There are many Supply-Side Liberal Heroes (1, 2, 3, 4, 5, 6, and with some additional fortitude, 7), but up until now, there was only one declared Supply-Side Liberal saint: Adam Smith, the Patron Saint of Supply-Side Liberalism. (Since July 30, 2012 no one has ventured a serious devil’s advocate case about Adam Smith.) Today, I want to declare another: Clay Christensen. To be a Supply-Side Liberal Saint, one must be both a Supply-Side Liberal hero and of unimpeachable character.
From conversations, I have found that Clay Christensen is not well known among economists, but he should be. First of all, in our sister field of business, Clay is at the very top. For example, in November 2013, Clay won the award for top management thinker in the world for the second time in a row in the once-every-two-years Thinkers50 award. Andrew Hill described it this way in the Financial Times:
But the climax was Thinkers50′s “Best Picture” award – for the management thinker judged most influential – which went to Clayton Christensen, author of The Innovator’s Dilemma and perhaps the nicest man ever to lecture at Harvard Business School.

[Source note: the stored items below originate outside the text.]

Issue #87, opened 2018-07-10
directory not created with WORKDIR and VOLUME


sosiouxme:
```
$ cat Dockerfile

FROM centos:7
WORKDIR /foo
VOLUME  [ "/foo" ]
RUN echo

$ imagebuilder .
--> FROM centos:7 as 0
--> WORKDIR /foo
--> VOLUME  [ "/foo" ]
--> RUN echo
API error (404): {"message":"lstat /var/lib/docker/overlay2/6b7c9551518e64992927f58da362b38949eddbb602f5eea6e15a9278be278bdb/merged/foo/: no such file or directory"}
```

You will also get a different error without the `VOLUME` line:

`/bin/sh: line 0: cd: /foo: No such file or directory`

Docker creates the dir implicitly.

The workaround is to `RUN mkdir /foo` before using it as a volume or workdir.

sosiouxme:
@smarterclayton noticed this one because OSBS adds a `RUN rm repos` line at the end of every build.

sosiouxme:
@smarterclayton just to bump this one...

sosiouxme:
> Workdir is supposed to implicitly create a dir if you have a run statement.
>

Yes... the problem is imagebuilder apparently doesn't.

smarterclayton:
A similar fix could work yes.

sosiouxme:
@smarterclayton just bumping issues in this repo... I haven't had a chance to look at them either :(

sosiouxme:
https://github.com/openshift/imagebuilder/pull/113

sosiouxme:
Fixed!

PR #219, opened 2022-03-23
builder: create WORKDIR with USER ownership

giuseppe:
let the executor deal with creating the WorkingDirectory.

Signed-off-by: Giuseppe Scrivano <gscrivan@redhat.com>

### DIFF
--- a/builder.go
+++ b/builder.go
@@ -44,6 +44,7 @@ type Run struct {
 type Executor interface {
 	Preserve(path string) error
 	EnsureContainerPath(path string) error
+	EnsureContainerPathAs(path, user string, mode *os.FileMode) error
 	Copy(excludes []string, copies ...Copy) error
 	Run(run Run, config docker.Config) error
 	UnrecognizedInstruction(step *Step) error
@@ -58,6 +59,15 @@ func (logExecutor) Preserve(path string) error {
 
 func (logExecutor) EnsureContainerPath(path string) error {
 	log.Printf("ENSURE %s", path)
+	return nil
+}
+
+func (logExecutor) EnsureContainerPathAs(path, user string, mode *os.FileMode) error {
+	if mode != nil {
+		log.Printf("ENSURE %s AS %q with MODE=%q", path, user, *mode)
+	} else {
+		log.Printf("ENSURE %s AS %q", path, user)
+	}
 	return nil
 }
 
@@ -85,6 +95,10 @@ func (noopExecutor) Preserve(path string) error {
 }
 
 func (noopExecutor) EnsureContainerPath(path string) error {
+	return nil
+}
+
+func (noopExecutor) EnsureContainerPathAs(path, user string, mode *os.FileMode) error {
 	return nil
 }
 
--- a/builder.go
+++ b/builder.go
@@ -392,7 +392,7 @@ func (b *Builder) Run(step *Step, exec Executor, noRunsRemaining bool) error {
 	}
 
 	if len(b.RunConfig.WorkingDir) > 0 {
-		if err := exec.EnsureContainerPath(b.RunConfig.WorkingDir); err != nil {
+		if err := exec.EnsureContainerPathAs(b.RunConfig.WorkingDir, b.RunConfig.User, nil); err != nil {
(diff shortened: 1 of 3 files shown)


giuseppe:
I've tried the reproducer here https://github.com/openshift/imagebuilder/issues/87 and could not reproduce the issue.

Needed for: https://github.com/containers/buildah/pull/3840

rhatdan:
LGTM, but we need @nalind opinion on this.

nalind:
Is there an explanation of why this change is being made?  Conformance tests don't get run in CI; do they continue to pass with this change?

giuseppe:
> Do I need Docker to run the conformance tests? I've pointed it to Podman (running locally with `sudo podman system service -t 0 unix:///var/run/docker.sock`) and I get all sort of failures.

stupid question.  We clearly need Docker, going to test with that.

nalind:
> if we postpone the mkdir to [containers/buildah#3840](https://github.com/containers/buildah/pull/3840) then we can create it with the correct ownership.

Please make sure that's noted in the commit log.

builder.go
```diff
@@ -61,6 +62,15 @@ func (logExecutor) EnsureContainerPath(path string) error {
 	return nil
 }
 
+func (logExecutor) EnsureContainerPathAs(path, user string, mode *os.FileMode) error {
+	if mode != nil {
+		log.Printf("ENSURE %s AS %q with MODE=%q", path, user, *mode)
```
rhatdan, line 67: Is this debug code?

nalind: The `logExecutor` is used by tests.

giuseppe: no, this is the logExecutor that just logs what is happening

rhatdan:
@giuseppe could you force push this to trigger CI.

flouthoc (approved):
LGTM @nalind PTAL

dockerclient/client.go
```diff
@@ -685,6 +685,11 @@ func (e *ClientExecutor) EnsureContainerPath(path string) error {
 	return e.createOrReplaceContainerPathWithOwner(path, 0, 0)
 }
 
+func (e *ClientExecutor) EnsureContainerPathAs(path, user string, mode *os.FileMode) error {
+	// FIXME: user and mode are currently ignored.
+	return e.createOrReplaceContainerPathWithOwner(path, 0, 0)
```
nalind, line 690: Must not be merged before this is resolved.

giuseppe: I've not implemented it because we would have to convert the userspec into UID:GID.

Do you have any suggestions?  Do we need to copy the `Builder.userForCopy` function from buildah?

nalind: You might refactor parts of the dockerclient `CopyContainer()` method, which has to do similar work to support a `--chown` flag.

dockerclient/client.go
```diff
@@ -682,10 +682,27 @@ func (e *ClientExecutor) Preserve(path string) error {
...
+func (e *ClientExecutor) EnsureContainerPathAs(path, user string, mode *os.FileMode) error {
+	uid, gid := 0, 0
+
+	u, g, err := e.getUser(user)
+	if err == nil {
+		uid = u
+		gid = g
+	}
+
+	// FIXME: user and mode are currently ignored.
```
rhatdan, line 697: Is this FIXME still correct?

giuseppe: I forgot to drop it.

Cleaned up now

TomSweeneyRedHat:
LGTM

giuseppe:
fixed, Buildah tests are also green: https://github.com/containers/buildah/pull/3840

nalind:
Did we run the conformance tests?

giuseppe:
I've used this branch in https://github.com/containers/buildah/pull/3840

nalind:
I was referring to this repository's conformance tests, which CI doesn't run.

nalind:
Something like https://github.com/nalind/imagebuilder/commit/b2bca3bd0185327124628ebc0aee0dde000dcc45.

PR #222, opened 2022-03-29
conformance: test non-root USER before WORKDIR

nalind:
Add a test that checks who owns a WORKDIR if it's created after USER sets a non-root default runtime user.  Try to run conformance tests in CI.

### DIFF
--- a/.travis.yml
+++ b/.travis.yml
@@ -1,8 +1,8 @@
 language: go
 
 go:
-  - "1.16"
   - "1.17"
+  - "1.18"
 
 install:
 
--- a/dockerclient/conformance_test.go
+++ b/dockerclient/conformance_test.go
@@ -458,6 +458,16 @@ func TestConformanceInternal(t *testing.T) {
 			ContextDir: "testdata/multistage",
 			Dockerfile: "Dockerfile.env",
 		},
+		{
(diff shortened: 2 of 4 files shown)


giuseppe:
LGTM

I've opened a similar PR to run the conformance tests using github actions: https://github.com/openshift/imagebuilder/pull/223

From a test run they seem to pass: https://github.com/giuseppe/imagebuilder/actions/runs/2059604397

giuseppe (approved):

TomSweeneyRedHat:
LGTM
and happy green tests

nalind:
Yeah, we made a change that we didn't test for conformance at the time, and it breaks unless the daemon's using BuildKit (i.e., on the traditional `docker build` path).  Options include backing out that change, or updating the conformance tests to ask for BuildKit.

rhatdan:
I believe the best solution is to move onto BuildKit conformance.  Since this is the direction that Docker is taking.

nalind:
Dumb question time: am I the only person who doesn't see results of the `test` action somewhere in this PR or in this repository?  The bot told me the tests passed about five minutes after I last re-pushed the branch, which is an unusually quick turnaround for the conformance tests.

PR #223, opened 2022-03-29
.github: run conformance tests

giuseppe:
Signed-off-by: Giuseppe Scrivano <gscrivan@redhat.com>

### DIFF
--- a/.github/workflows/test.yaml
+++ b/.github/workflows/test.yaml
@@ -1,0 +1,24 @@
+name: Test
+
+on: [push, pull_request]
+
+jobs:
+  Test:
+    runs-on: ubuntu-20.04
+    name: Conformance tests
+
+    steps:
+      - uses: actions/checkout@v2.1.0
+
+      - name: Install dependencies
+        run: |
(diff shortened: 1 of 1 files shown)


rhatdan:
LGTM
@nalind @flouthoc @TomSweeneyRedHat PTAL

flouthoc (approved):
LGTM

Do we also need to enable github-actions on the repo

Second, Clay’s theory of disruptive innovation counts as powerful economic theory that explains much about the world we live in. There is a rigor to it that goes far beyond all the other bits of management theory I have encountered. But it is reading his books that will convince you. Here is not only great insight, but also helpful approaches to many of our most pressing problems. In the last few months I have devoured this much of his body of work:
- The Innovator’s Dilemma: When New Technologies Cause Great Firms to Fail
- The Innovator’s Solution: Creating and Sustaining Successful Growth
- The Innovator’s DNA: Mastering the Five Skills of Disruptive Innovators
- Disrupting Class, Expanded Edition: How Disruptive Innovation Will Change the Way the World Learns
- The Innovative University: Changing the DNA of Higher Education from the Inside Out
- The Innovator’s Prescription: A Disruptive Solution for Health Care
All of that is enough to make Clay a hero, but how does Clay pass the devil’s advocate’s gauntlet to be made a saint? That is, how can I be so confident I won’t be embarrassed by a future revelation about some skeleton in Clay’s closet? First, as you can see from the quotation above, many people think Clay is one of the nicest men they have ever met. I am among them. Back in 1977, when I was headed to Harvard as a freshman, and Clay was headed to the first year of his MBA program, I carpooled across the country from Utah with him, and then stayed with him for a week or so until I could get into my new dorm room. That time with Clay made an unforgettable impression on me. I had no idea how eminent he would become, but I knew how good he was. I have hardly seen Clay since then, and haven’t had any serious conversations with Clay since 1977, but other observers (including my daughter, Diana, who was a student in his class in the second year of her MBA program) still attest to his goodness. And I have the advantage of the vetting he has undergone for relatively high office in the Mormon church, which screens for many types (though not all types) of sins.
In the coming months (which may stretch into years given the volume of his work) I plan to feature the work of Clay and his coauthors in a slow, thoroughgoing, methodical way, much as I have featured John Stuart Mill's On Liberty. Like On Liberty, Clay’s work is worth cutting to pieces–blog-post-sized morsels, ready for delectation.